Three regions of multiple consensus sequences alignment from the 41 RING-H2 or the 49 RING-HC groups that encompass the residues involved in zinc ligation are displayed. The circled numbers indicate the residues involved in zinc ligation. The amino acid length of three regions from the RING finger domain is shown: five residues encompassing ligands 1 and 2; 14 to 17 residues from the central region encompassing ligands 3, 4, 5 and 6; and five residues encompassing ligands 7 and 8. The shaded blocks indicate common residues to most RING fingers; J corresponds to any hydrophobic residue. The location of proline residues previously described in ATL and BTL families is enclosed by a rectangle. The symbol * denotes regions that deviate in length from the canonical sequence (FHC01, two extra residues; FHC02, two extra residues; FHC03, two extra residues in 50% of the proteins; FCH10, three proteins show the canonical distances and two proteins show an extra residue between the 4^th histidine and 5^th cysteine; FHC21, two extra residues). The symbol ** represents the alignment denoting a substitution of one of the zinc ligation residues in all members of the family (FHH11, C to D; FHC05, C to H). The underscore indicates a gap within the alignment.

Fig 5. GLD and GLD-like LOGO sequences in A. thaliana RING finger proteins.

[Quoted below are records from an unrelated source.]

PR #177, opened 2023-07-06
Feature/docs mermaid

andresharpe:
- Validating both sides of relationship exists when building Solution
- Added new Nox.Docs project and extension method to build Mermaid.js ERD
- Supports Summary, Normal and Detailed diagrams
- TODO: Owned entities and composite keys (implied relationships)


jan-schutte (approved):

rochar (approved):

rochar (approved):

src/Nox.Solution/Models/Domain/Entities/Entity.cs
```diff
@@ -69,5 +70,103 @@ internal bool ApplyDefaults()
...
+
+            if (OwnedRelationships is not null)
+            {
+                foreach (var relationship in OwnedRelationships)
+                {
+                    if (relationship.Related.Entity?.Keys is null)
+                    {
+                        if (relationship.Relationship == EntityRelationshipType.OneOrMany || relationship.Relationship == EntityRelationshipType.ZeroOrMany)
+                        {
+                            var foreignKeyName = $"{relationship.Related.Entity!.PluralName}";
```
alexandervlasenko, line 97: The code blocks inside "if" and "else" are practically identical - maybe it makes sense to have only foreignKeyName and Type logic inside if/else block to highlight the actual difference.

src/Nox.Solution/Models/Domain/Entities/Entity.cs
```diff
@@ -69,5 +70,103 @@ internal bool ApplyDefaults()
...
+                                Type = Types.NoxType.AutoNumber,
+                                IsRequired = true,
+                                IsReadonly = true,
+                            };
+                            yield return new(EntityMemberType.OwnedRelationship, foreignKey);
+                        }
+                    }
+                    else
+                    {
+                        foreach (var key in relationship.Related.Entity.Keys)
```
alexandervlasenko, line 124: The code is practically the same as in relationships below (lines 140-145) except setting the type (EntityMemberType.OwnedRelationship/EntityMemberType.Relationship), so maybe it is possible to extract a common method.

src/Nox.Docs/Extensions/NoxSolutionMermaidExtensions.cs
```diff
@@ -0,0 +1,94 @@
...
+
+                    sb.AppendLine($"        {memberType} {memberName}{keyType}{description}");
+                }
+            }
+
+            sb.AppendLine($"    }}");
+
+            if (entity.Relationships is not null)
+            {
+                foreach (var relationship in entity.Relationships)
```
alexandervlasenko, line 55: Should we also have OwnedRelationships here?

PR #181, opened 2023-07-07
Make keys mandatory for entities

ILoveMyTortoise:


ILoveMyTortoise:
image
image

jan-schutte (approved):

rochar (changes requested):
nice.

Can you add a test to YamlFileValidationTests, with an incorrect yaml (no keys)

alexandervlasenko (dismissed):

ILoveMyTortoise:
> nice. Can you add a test to YamlFileValidationTests, with an incorrect yaml (no keys)

@rochar Actually, we already have a test with complex validation of error scenarios, Deserialize_WithNoxYamlSerializer_ThrowsException, so I've increased the error count. Maybe in the future we can add check for particular text error messages

alexandervlasenko (approved):

jan-schutte (approved):

rochar (approved):

PR #192, opened 2023-07-09
NoxUri Implementation added

fkucuk:
System.Uri is sufficient for us. Just marked as ValueObject


src/Nox.Types/Types/NoxUri/NoxUri.cs
```diff
@@ -0,0 +1,4 @@
+namespace Nox.Types;
+public sealed class NoxUri : ValueObject<System.Uri, NoxUri> 
+{
```
rochar, line 3: would be also benefit to have the From(string) construction

src/Nox.Types/Types/NoxUri/NoxUri.cs
rochar, line 1: Can call it Uri, no need to have Nox, like other types (the same for the folder)

src/Nox.Types/Types/NoxUri/NoxUri.cs
rochar: Consider also the UriKindType

src/Nox.Types/Types/NoxUri/NoxUri.cs
```diff
@@ -0,0 +1,4 @@
+namespace Nox.Types;
+public sealed class NoxUri : ValueObject<System.Uri, NoxUri>
```
rochar, line 2: Uri keeps the URI and the UriKind, so this will be a Compound Type

tests/Nox.Types.Tests/Types/NoxUri/NoxUriTests
```diff
@@ -0,0 +1,12 @@
...
+public class NoxUriTests
+{
+    [Fact]
+    public void NoxUri_ShouldBe_SameAs_SystemUri()
+    {
+        var expected = new Uri("http://www.regus.com");
+        var actual = NoxUri.From(expected);
+        actual.Value.Should().Be(expected);
+    }
+}
```
rochar, line 12: the NoxTypesEntityFrameworkTests is not very well designed, one test does all, but you should have a test for this new type and validate how the EF handles it, and that no converter is needed

rochar (changes requested):
looks good, a few comments

in the Customer Perspective (Dev Team we may think what kind of feature would be beneficial to have on this type, so its no so anemic)

src/Nox.Types/Types/NoxUri/NoxUri.cs
fkucuk: To avoid ambiguity, I'd preferred to call it that way. But you are right. I've changed it.

tests/Nox.Types.Tests/Types/NoxUri/NoxUriTests.cs
```diff
@@ -0,0 +1,84 @@
...
+using System.Security.Policy;
+using FluentAssertions;
+using Xunit.Abstractions;
+
+namespace Nox.Types.Tests.Types;
+
+public class UriTests
+{
+
+    private const string SAMPLE_URI = "https://user:password@www.contoso.com:80/Home/Index.htm?q1=v1&q2=v2#FragmentName";
```
rochar, line 11: preferer Sample_Uri instead

tests/Nox.Types.Tests/Types/NoxUri/NoxUriTests.cs
```diff
@@ -0,0 +1,84 @@
...
+    private readonly ITestOutputHelper _testOutputHelper;
+
+
+    public UriTests(ITestOutputHelper testOutputHelper)
+    {
+        _testOutputHelper = testOutputHelper;
+    }
+
+    [Fact]
+    public void NoxUri_ShouldBe_SameAs_SystemUri()
```
rochar, line 21: Can you remove the Nox Prefix?

src/Nox.Types/Types/Uri/Uri.cs
```diff
@@ -0,0 +1,24 @@
+using System;
+using System.Collections.Generic;
+
+namespace Nox.Types;
+
+public sealed class Uri : ValueObject<System.Uri, Uri> 
+{
+
+    public static Uri From(string value, System.UriKind uriKind = System.UriKind.Absolute)
```
rochar, line 9: I understand that the URI per si already does the validation, so we need to do this in the constructor

rochar (approved):
I agree for this first iteration, no need to have a type options, lets see the concrete use cases

tests/Nox.Types.Tests/Types/NoxUri/NoxUriTests.cs
fkucuk: I think this can stay, used in Test Method name to differentiate between System.Uri

tests/Nox.Types.Tests/Types/NoxUri/NoxUriTests.cs
fkucuk: done

tests/Nox.Types.Tests/Types/NoxUri/NoxUriTests
fkucuk: done

src/Nox.Types/Types/NoxUri/NoxUri.cs
fkucuk: System.Uri already has this as a constructor. 
I believe current implementation meets our needs.

jan-schutte (approved):
Nice job Fatih

alexandervlasenko (approved):

rochar:
@fkucuk update to the main branch state and y can merge this PR thanks

PR #198, opened 2023-07-10
Implemented Date type #101

emir-sehovic1:


src/Nox.Types/Types/Date/Date.cs
```diff
@@ -0,0 +1,149 @@
...
+        => ToString(format, CultureInfo.InvariantCulture);
+
+    public string ToString(IFormatProvider formatProvider)
+        => ToString("d", formatProvider);
+
+    public string ToString(string format, IFormatProvider formatProvider)
+    {
+        if (!IsValidDateOnlyFormat(format))
+        {
+            throw new FormatException("Input string was not in a correct format.");
```
dejobratic, line 113: This message is fine. I'm just wondering if maybe something like "The provided format is not supported." would be more descriptive?

src/Nox.Types/Types/Date/Date.cs
```diff
@@ -0,0 +1,149 @@
...
+            result.Errors.Add(new ValidationFailure(nameof(Value), $"Could not create a Nox Number type as value {Value.Date.ToString("d", CultureInfo.InvariantCulture)} is greater than than the maximum specified value of {_dateTypeOptions.MaxValue.Date.ToString("d", CultureInfo.InvariantCulture)}"));
+        }
+
+        return result;
+    }
+
+    /// <summary>
+    /// Gets the year of the date.
+    /// </summary>
+    public int Year => Value.Year;
```
dejobratic, line 78: We need to check whether the public properties should be marked as NotMapped.

dejobratic (commented):
Good job. Left some minor comments to discuss.

dejobratic (commented):
Looks good.

src/Nox.Types/Types/Date/Date.cs
emir-sehovic1: If custom converter is not used, then only the properties with public setters would be persisted

dejobratic (approved):
Good job

rochar (approved):
looks good

PR #200, opened 2023-07-10
Nox generator/number type update

AndreyDegtyarev:
Use QuantityValue in Number type.


rochar (approved):
look good

jan-schutte (commented):
Look good, just the question about underlying type

jan-schutte (approved):

PR #913, opened 2021-09-27
Allow action completion to be deferred.

jander-msft:
This change allows action completion to be deferred by default such that all actions are startup asynchronously (but in order), signal startup has completed, and then wait for completion on all deferred action completions. Actions can opt into synchronous completion by setting the WaitForCompletion property to true e.g.

```json
{
  "Type": "CollectTrace",
  "Settings": { ... },
  "WaitForCompletion": true
}
```

### DIFF
--- a/src/Tests/Microsoft.Diagnostics.Monitoring.Tool.UnitTests/ActionListExecutorTests.cs
+++ b/src/Tests/Microsoft.Diagnostics.Monitoring.Tool.UnitTests/ActionListExecutorTests.cs
@@ -15,6 +15,7 @@ using Xunit.Abstractions;
 using Microsoft.Extensions.Options;
 using Microsoft.Diagnostics.Tools.Monitor.CollectionRules;
 using Microsoft.Extensions.Logging;
+using System;
 
 namespace Microsoft.Diagnostics.Monitoring.Tool.UnitTests
 {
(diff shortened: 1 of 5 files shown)


src/Tools/dotnet-monitor/CollectionRules/CollectionRulePipeline.cs
```diff
@@ -226,5 +229,15 @@ public new Task StopAsync(CancellationToken token)
         {
             return base.StopAsync(token);
         }
+
+        // Ensures that the start callback is only invoked once.
+        private void InvokeStartCallback()
+        {
+            if (_invokedStartCallback)
```
kkeirstead, line 236: Should this be negated? As in, if we haven't invoked the callback, we do it (and set it to true) so we can only invoke it once?

src/Tests/Microsoft.Diagnostics.Monitoring.Tool.UnitTests/ActionListExecutorTests.cs
```diff
@@ -75,23 +92,51 @@ public async Task ActionListExecutor_SecondActionFail()
...
+
                 CollectionRuleActionExecutionException actionExecutionException = await Assert.ThrowsAsync<CollectionRuleActionExecutionException>(
-                    () => executor.ExecuteActions(context, cancellationTokenSource.Token));
+                    () => executor.ExecuteActions(context, startCallback, cancellationTokenSource.Token));
 
                 Assert.Equal(1, actionExecutionException.ActionIndex);
 
                 Assert.Equal(string.Format(Strings.ErrorMessage_NonzeroExitCode, "1"), actionExecutionException.Message);
+
+                if (waitForCompletion)
```
kkeirstead, line 105: I realize it's really simple, so up to you, but for code reuse should this be put into a method? Just thinking that if we bulk up `ActionListExecutorTests` in the future we're going to have these lines repeated in even more places.

src/Tools/dotnet-monitor/CollectionRules/ActionListExecutor.cs
```diff
@@ -33,47 +35,100 @@ public ActionListExecutor(ILogger<CollectionRuleService> logger, ICollectionRule
...
+                            throw new InvalidOperationException(Strings.ErrorMessage_CouldNotMapToAction);
+                        }
+
+                        ICollectionRuleAction action = factory.Create(context.EndpointInfo, actionOption.Settings);
+
+                        try
+                        {
+                            await action.StartAsync(cancellationToken);
+
+                            // Check if the action completion should be awaited synchronously (in respected to
```
kkeirstead, line 68:
```suggestion
                            // Check if the action completion should be awaited synchronously (in respect to
```

src/Tools/dotnet-monitor/CollectionRules/ActionListExecutor.cs
```diff
@@ -33,47 +35,100 @@ public ActionListExecutor(ILogger<CollectionRuleService> logger, ICollectionRule
...
+                            // starting the next action). If not, add a deferred entry so that it can be completed
+                            // add the end of the execution list.
```
kkeirstead, line 70: I'm guessing this should be "at" or "after" the end of the execution list, but I may be misinterpreting the comment

src/Tools/dotnet-monitor/CollectionRules/ActionListExecutor.cs
```diff
@@ -33,47 +35,100 @@ public ActionListExecutor(ILogger<CollectionRuleService> logger, ICollectionRule
...
 
-                    ICollectionRuleAction action = factory.Create(context.EndpointInfo, actionOption.Settings);
+                    ++actionIndex;
+                }
+
+                // Notify that all actions have started
+                startCallback?.Invoke();
 
+                // Wait for any actions whose completion has been deferred.
+                for (int i = 0; i < deferredCompletions.Count; i++)
```
kkeirstead, line 102: More-so a thought than asking for a change, but I was curious about why we don't use a while loop here (e.g. `while (deferredCompletions.Count > 0`). Then we wouldn't have to play the game with incrementing and decrementing `i`, and when we assign `deferredCompletion` we could always use `deferredCompletions[0]`. In my head at least that feels more intuitive, but this also works.

wiktork: nit: Alternatively consider a queue

wiktork (approved):

src/Tools/dotnet-monitor/CollectionRules/CollectionRulePipeline.cs
jander-msft: Good catch; I'll adjust the tests to make sure this does in fact work after fixing it.

src/Tools/dotnet-monitor/CollectionRules/ActionListExecutor.cs
jander-msft: Either way, but yet, you are correct; I'll go with "after".

PR #914, opened 2021-09-27
Add support for publishing release to azure storage account.

kelltrick:


eng/PrepareRelease.yml
```diff
@@ -0,0 +1,43 @@
...
+      inputs:
+        targetType: filePath
+        filePath: '$(Build.Repository.LocalPath)/eng/release/Scripts/AcquireBuild.ps1'
+        arguments: '-BarBuildId "$(BARBuildId)" -AzdoToken "$(dn-bot-dotnet-all-scopes)" -MaestroToken "$(MaestroAccessToken)" -GitHubToken "$(BotAccount-dotnet-bot-repo-PAT)" -DownloadTargetPath "$(System.DefaultWorkingDirectory)\ReleaseTarget" -SasSuffixes "$(dotnetclichecksumsmsrc-dotnet-read-list-sas-token),$(dotnetclimsrc-read-sas-token)" -ReleaseVersion "$(Build.BuildNumber)"'
+        workingDirectory: '$(Build.Repository.LocalPath)'
+    - script: 'dotnet.cmd run --project $(Build.Repository.LocalPath)\eng\release\DiagnosticsReleaseTool\DiagnosticsReleaseTool.csproj -c Release -- prepare-release --input-drop-path "$(System.DefaultWorkingDirectory)\ReleaseTarget" --tool-manifest "$(Build.Repository.LocalPath)\eng\release\tool-list.json" --staging-directory "$(System.DefaultWorkingDirectory)\ReleaseStaging" --release-name "$(Build.BuildNumber)" --account-name "$(dotnet-diagnostics-storage-accountname)" --account-key "$(dotnet-diagnostics-storage-accountkey)" --sas-valid-days "$(dotnet-diagnostics-storage-retentiondays)" -v Ture'
```
jander-msft, line 36: Should be `-v True` instead of `-v Ture`

eng/PrepareRelease.yml
```diff
@@ -0,0 +1,43 @@
+stages:
+- stage: PrepareReleaseStage
```
jander-msft, line 2: This stage seems to run unconditionally, so long as the publish_using_darc stage runs; but that stage always runs regardless of whether the build is published to a channel or not. I feel this should only be run on release branches, or at the very least only on official branches; it probably shouldn't be run on private branches.

Not a requirement (it's not a big deal if my private branch publishes some files to the blob storage account... maybe), but something to think about.

eng/PrepareRelease.yml
jander-msft, line 36: Because this project is run on every build, I think it should be built as part of the normal build output so that someone doesn't accidentally regress its ability to build.

eng/PrepareRelease.yml
jander-msft, line 2: Because this is now tied into the product build, it has to produce the release assets correctly. Otherwise, you'd have to fix the publish issue and queue another build of the entire product. Consider a design where the product build produces the minimal assets and then have a separate yaml pipeline that can be run separately which takes the output of the product build. This would allow us, for example, to make minor changes to the release pipeline in the `main` branch yet publish bits from a release branch.

eng/PrepareRelease.yml
kelltrick: damn it, I swore I committed this typo fix

eng/PrepareRelease.yml
kelltrick: This was an intentional choice, my worry is that we will want to make a breaking change to the assets between say 6.0 and 7.0 and we won't be able to publish 6.0.x because it points at the 7.0 release tool. We may end up in a world where we need to port around a few changes to spin a 6.0.x build if we have new publishing guidelines. We also have the escape hatch of making a separate pipeline that takes as parameters the source build and main publishing tool and can "patch-up" an existing build if we need to.
My goal here was to make this as self-contained as possible to the branch and move as much as possible up into the build pipeline so as little as possible can go wrong during the "release".

eng/PrepareRelease.yml
kelltrick: I'm making this run `--version` on builds from branches that aren't `release/*`.

eng/PrepareRelease.yml
kelltrick: I'm making this run only from the `release/*` branches.

eng/release/DiagnosticsReleaseTool/Common/AzureBlobPublisher.cs
```diff
@@ -0,0 +1,267 @@
...
+                    {
+                        newClient = (await serviceClient.CreateBlobContainerAsync(_containerName, PublicAccessType.None, metadata: null, ct)).Value;
+                        _logger.LogInformation($"Created new contianer: {_containerName}.");
+                    }
+                    // 409 is the error code for an existing blob container already existing
+                    catch (RequestFailedException rfe) when (rfe.Status == 409)
+                    {
+                        _logger.LogInformation($"Found existing contianer: {_containerName}.");
+                        // Got an existing container
+                        newClient = serviceClient.GetBlobContainerClient(_containerName);
```
jander-msft, line 173: nit: Should this be done first before trying to create the container? I think there's an ExistsAsync method you can use to check that it truly exists before falling back to CreateBlobClientAsync

eng/release/DiagnosticsReleaseTool/Common/AzureBlobPublisher.cs
```diff
@@ -0,0 +1,267 @@
...
+                                PolicyStartsOn = new DateTimeOffset(DateTime.UtcNow),
+                                PolicyExpiresOn = new DateTimeOffset(DateTime.UtcNow.AddDays(_sasValidDays)),
+                            }
+                        };
+                        _logger.LogInformation($"Writing download access policy: {AccessPolicyDownloadId} to {_containerName}.");
+                        await newClient.SetAccessPolicyAsync(PublicAccessType.None, new BlobSignedIdentifier[] { downloadPolicyIdentifier }, cancellationToken: ct);
+                    }
+                    catch (Exception ex)
+                    {
+                        _logger.LogWarning(ex, $"Failed to write access policy for {_containerName}, retrying with new name.");
```
jander-msft, line 201: nit: This implies that a new name will be generated, but I don't see that behavior. It looks like it'll try again with the same container name.

jander-msft (approved):
See if @hoyosjs wants to take a look before merging.

eng/release/DiagnosticsReleaseTool/Common/AzureBlobPublisher.cs
```diff
@@ -0,0 +1,267 @@
...
+        private readonly int _sasValidDays;
+        private readonly ILogger _logger;
+
+        private BlobContainerClient _client;
+
+        private Uri AccountBlobUri
+        {
+            get
+            {
+                return new Uri($"https://{_accountName}.blob.core.windows.net");
```
wiktork, line 37: nit: FormattableString.Invariant

eng/release/DiagnosticsReleaseTool/Common/AzureBlobPublisher.cs
```diff
@@ -0,0 +1,267 @@
...
+                    await blobClient.UploadAsync(srcStream, overwrite: true, ct);
+
+                    BlobSasBuilder sasBuilder = new BlobSasBuilder()
+                    {
+                        BlobContainerName = client.Name,
+                        BlobName = blobClient.Name,
+                        Identifier = AccessPolicyDownloadId,
+                        Protocol = SasProtocol.Https,
+                    };
+                    Uri accessUri = blobClient.GenerateSasUri(sasBuilder);
```
wiktork, line 115: Did you want to be explicit on the expiration here?

eng/release/DiagnosticsReleaseTool/Common/AzureBlobPublisher.cs
```diff
@@ -0,0 +1,267 @@
...
+                        // Add the new (or update existing) "download" policy to the container
+                        // This is used to mint the SAS tokens without an expiration policy
+                        // Expiration can be added later by modifying this policy
+                        BlobSignedIdentifier downloadPolicyIdentifier = new BlobSignedIdentifier()
+                        {
+                            Id = AccessPolicyDownloadId,
+                            AccessPolicy = new BlobAccessPolicy()
+                            {
+                                Permissions = "r",
+                                PolicyStartsOn = new DateTimeOffset(DateTime.UtcNow),
```
wiktork, line 192: nit: UtcNow is evaluated twice. Not really meaningful in this scenario.

wiktork, line 192: Note that due to clock skew, if you set this policy and immediately attempt to access the resource it may fail. Consider using UtcNow - 1 min or something similar, unless this isn't really a concern here.

eng/release/DiagnosticsReleaseTool/DiagnosticsReleaseCommandLine.cs
```diff
@@ -73,12 +82,32 @@ static async Task<int> Main(string[] args)
...
+            new Option<string>(
+                aliases: new[] { "-c", "--container-name" },
+                description: "Storage account container name where the files will be uploaded.",
+                getDefaultValue: () => "dotnet-monitor");
+
+        private static Option<int> AzureStorageSasExpirationOption() =>
+            new Option<int>(
+                aliases: new[] { "--sas-valid-days" },
+                description: "Number of days to allow access to the blobs via the provided SAS URIs.",
+                getDefaultValue: () => 732); // default to just over 2 years
```
wiktork, line 111: I haven't worked with sas tokens that are based on policies, but normal sas tokens are tied to one of the account keys. Regularly scheduled key rotations would invalidate all the sas tokens (which normally isn't an issue since the tokens last much much less than 2 years). Would such rotation not affect these sas tokens?

wiktork (approved):

eng/release/DiagnosticsReleaseTool/Common/AzureBlobPublisher.cs
kelltrick: The ExistsAsync doesn't exist in this API (I'm using the blob client not the storage account client).

eng/release/DiagnosticsReleaseTool/Common/AzureBlobPublisher.cs
kelltrick: It's settable explicitly in the pipeline.

eng/release/DiagnosticsReleaseTool/DiagnosticsReleaseCommandLine.cs
kelltrick: That would affect these keys as well, the idea is that you don't need to do a key rotation at all because you can edit the policy to revoke access to an individual asset.

eng/release/DiagnosticsReleaseTool/Common/AzureBlobPublisher.cs
jander-msft:
```cs
newClient = serviceClient.GetBlobContainerClient(_containerName);
if (!await newClient.ExistsAsync(...))
{
    newClient = await (serviceClient.CreateBlobContainerAsync(_containerName, PublicAccessType.None, metadata: null, ct)).Value;
}
```
https://docs.microsoft.com/en-us/dotnet/api/azure.storage.blobs.blobserviceclient.getblobcontainerclient?view=azure-dotnet
https://docs.microsoft.com/en-us/dotnet/api/azure.storage.blobs.blobcontainerclient.existsasync?view=azure-dotnet#Azure_Storage_Blobs_BlobContainerClient_ExistsAsync_System_Threading_CancellationToken_
https://docs.microsoft.com/en-us/dotnet/api/azure.storage.blobs.blobserviceclient.createblobcontainerasync?view=azure-dotnet

eng/release/DiagnosticsReleaseTool/Common/AzureBlobPublisher.cs
kelltrick: I added a 15 minute clock skew compensation, this is the standard that Azure recommends.

kelltrick: fixed

eng/release/DiagnosticsReleaseTool/Common/AzureBlobPublisher.cs
kelltrick: Ahh, I didn't realize I the client creation didn't result in an API call to azure.

eng/release/DiagnosticsReleaseTool/DiagnosticsReleaseCommandLine.cs
```diff
@@ -73,12 +82,32 @@ static async Task<int> Main(string[] args)
...
+
+        private static Option<string> AzureStorageContainerNameOption() =>
+            new Option<string>(
+                aliases: new[] { "-c", "--container-name" },
+                description: "Storage account container name where the files will be uploaded.",
+                getDefaultValue: () => "dotnet-monitor");
+
+        private static Option<int> AzureStorageSasExpirationOption() =>
+            new Option<int>(
+                aliases: new[] { "--sas-valid-days" },
```
hoyosjs, line 109: 2 years feels a little long for how the intended functionality of this.

hoyosjs (approved):

eng/PrepareRelease.yml
```diff
@@ -0,0 +1,53 @@
...
+        workingDirectory: '$(Build.Repository.LocalPath)'
+      condition: and(succeeded(), eq(variables.isRelease, 'true'))
+    - script: 'dotnet.cmd run --project $(Build.Repository.LocalPath)\eng\release\DiagnosticsReleaseTool\DiagnosticsReleaseTool.csproj -c Release -- --version'
+      workingDirectory: '$(Build.Repository.LocalPath)\'
+      displayName: 'Build Manifest generation and asset publishing tool'
+      condition: and(succeeded(), eq(variables.isRelease, 'false'))
+    - script: 'dotnet.cmd run --project $(Build.Repository.LocalPath)\eng\release\DiagnosticsReleaseTool\DiagnosticsReleaseTool.csproj -c Release -- prepare-release --input-drop-path "$(System.DefaultWorkingDirectory)\ReleaseTarget" --tool-manifest "$(Build.Repository.LocalPath)\eng\release\tool-list.json" --staging-directory "$(System.DefaultWorkingDirectory)\ReleaseStaging" --release-name "$(Build.BuildNumber)" --account-name "$(dotnet-diagnostics-storage-accountname)" --account-key "$(dotnetstage-storage-key)" --sas-valid-days "$(dotnet-diagnostics-storage-retentiondays)" -v True'
```
hoyosjs, line 44: nitL The standard is to download/stage on `System.ArtifactsDirectory`

eng/release/DiagnosticsReleaseTool/DiagnosticsReleaseCommandLine.cs
```diff
@@ -1,11 +1,12 @@
...
+﻿using System;
+using System.CommandLine;
 using System.CommandLine.Builder;
 using System.CommandLine.Invocation;
 using System.CommandLine.Parsing;
 using System.IO;
 using System.Threading;
 using System.Threading.Tasks;
-
+using Azure.Storage.Blobs.Models;
```
hoyosjs, line 9: I don't think this gets used on this layer.

eng/release/DiagnosticsReleaseTool/DiagnosticsReleaseCommandLine.cs
```diff
@@ -73,12 +82,32 @@ static async Task<int> Main(string[] args)
...
+                description: "Storage account key, in base 64 format.")
+            {
+                IsRequired = true,
+            };
+
+        private static Option<string> AzureStorageContainerNameOption() =>
+            new Option<string>(
+                aliases: new[] { "-c", "--container-name" },
+                description: "Storage account container name where the files will be uploaded.",
+                getDefaultValue: () => "dotnet-monitor");
```
hoyosjs, line 105: Let me ask if they are ok with the second container getting created

eng/PrepareRelease.yml
```diff
@@ -0,0 +1,53 @@
+stages:
+- stage: PrepareReleaseStage
+  variables:
+    isRelease: $[in(variables['Build.SourceBranch'], 'refs/heads/release/')]
```
hoyosjs, line 4: Should be
```suggestion
    isRelease: $[startsWith(variables['Build.SourceBranch'], 'refs/heads/release/')]

```

eng/PrepareRelease.yml
```diff
@@ -0,0 +1,53 @@
...
+  displayName: Release Preparation
+  dependsOn:
+  - publish_using_darc
+  jobs:
+  - job: PrepareReleaseJob
+    displayName: Prepare release with Darc
+    pool: 
+      vmImage: windows-latest
+    variables:
+    - group: DotNet-Diagnostics-Storage
```
hoyosjs, line 14: These are only meant to be mapped in internal please. Can we split this file in two sections too please?:
```yml
# bunch of metadata and stage and job defs.
steps:
- ${{ if in(variables['Build.Reason'], 'PullRequest') }}:
  - # simple build case.
- ${{ if and(ne(variables['System.TeamProject'], 'public'), notin(variables['Build.Reason'], 'PullRequest'), not(in(variables['Build.Reason'], 'PullRequest')) }}:
  -  real publish
```

eng/release/DiagnosticsReleaseTool/Common/AzureBlobPublisher.cs
```diff
@@ -0,0 +1,264 @@
...
+
+                    BlobSasBuilder sasBuilder = new BlobSasBuilder()
+                    {
+                        BlobContainerName = client.Name,
+                        BlobName = blobClient.Name,
+                        Identifier = AccessPolicyDownloadId,
+                        Protocol = SasProtocol.Https,
+                    };
+                    Uri accessUri = blobClient.GenerateSasUri(sasBuilder);
+
```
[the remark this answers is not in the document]
kelltrick: yes, the access policy controls read/write, read or write etc access

eng/PrepareRelease.yml
```diff
@@ -0,0 +1,49 @@
...
+  displayName: Release Preparation
+  dependsOn:
+  - publish_using_darc
+  jobs:
+  - job: PrepareReleaseJob
+    displayName: Prepare release with Darc
+    pool: 
+      vmImage: windows-latest
+    variables:
+    - ${{ if in(variables['Build.Reason'], 'PullRequest') }}:
```
hoyosjs, line 12:
```suggestion
    - ${{ if and(ne(variables['System.TeamProject'], 'public'), notin(variables['Build.Reason'], 'PullRequest'), startsWith(variables['Build.SourceBranch'], 'refs/heads/release/')) }}:

```

kelltrick: done manually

An alignment of four sequence LOGOs that include the GLD and GLD-like conserved motifs obtained from RING-H2 or RING-D finger proteins (from top to bottom: LOGO #4, #11, #173, and #2 FD; see S3 Table). The location of sequence homology among LOGOs is highlighted by the blue square in the diagram representation. Except for Group LHH15, in all cases the LOGO sequences were located upstream and adjacent to the RING domain. The average distance between the LOGO and the start of the RING finger domain is presented in numbers of amino acids (aas). The symbol * depicts groups for which at least 50% of the members included sequence LOGO #4.

Fig 6. Number of retrieved RING-type proteins types across eukaryotes.

The phylogenetic relationship between thirteen viridiplantae (two green algae and eleven embryophyta), thirteen animal (six vertebrates, three basal animals, two basal vertebrates, two invertebrates), two fungal, and two protist genomes was based on data from the National Center of Biotechnology Information (NCBI) taxonomy server (http://www.ncbi.nlm.nih.gov/Taxonomy). The color code for a selected group of organisms is displayed at the branches. The identifiers for each RING-type are displayed in S1 Table and a list of retrieved genes in S4 Table. The total number of RING finger proteins is shown at the last column.

Fig 7. Number of retrieved RING proteins across eukaryotes categorized based on A. thaliana groups.

A heat map shows the number of proteins in each of the 107 RING groups. The fprequency of RING proteins is shown according to a pale green-red scale. The species tree is shown in Fig 6. A detailed distribution of RING identifiers within the groups is displayed in S4 Table.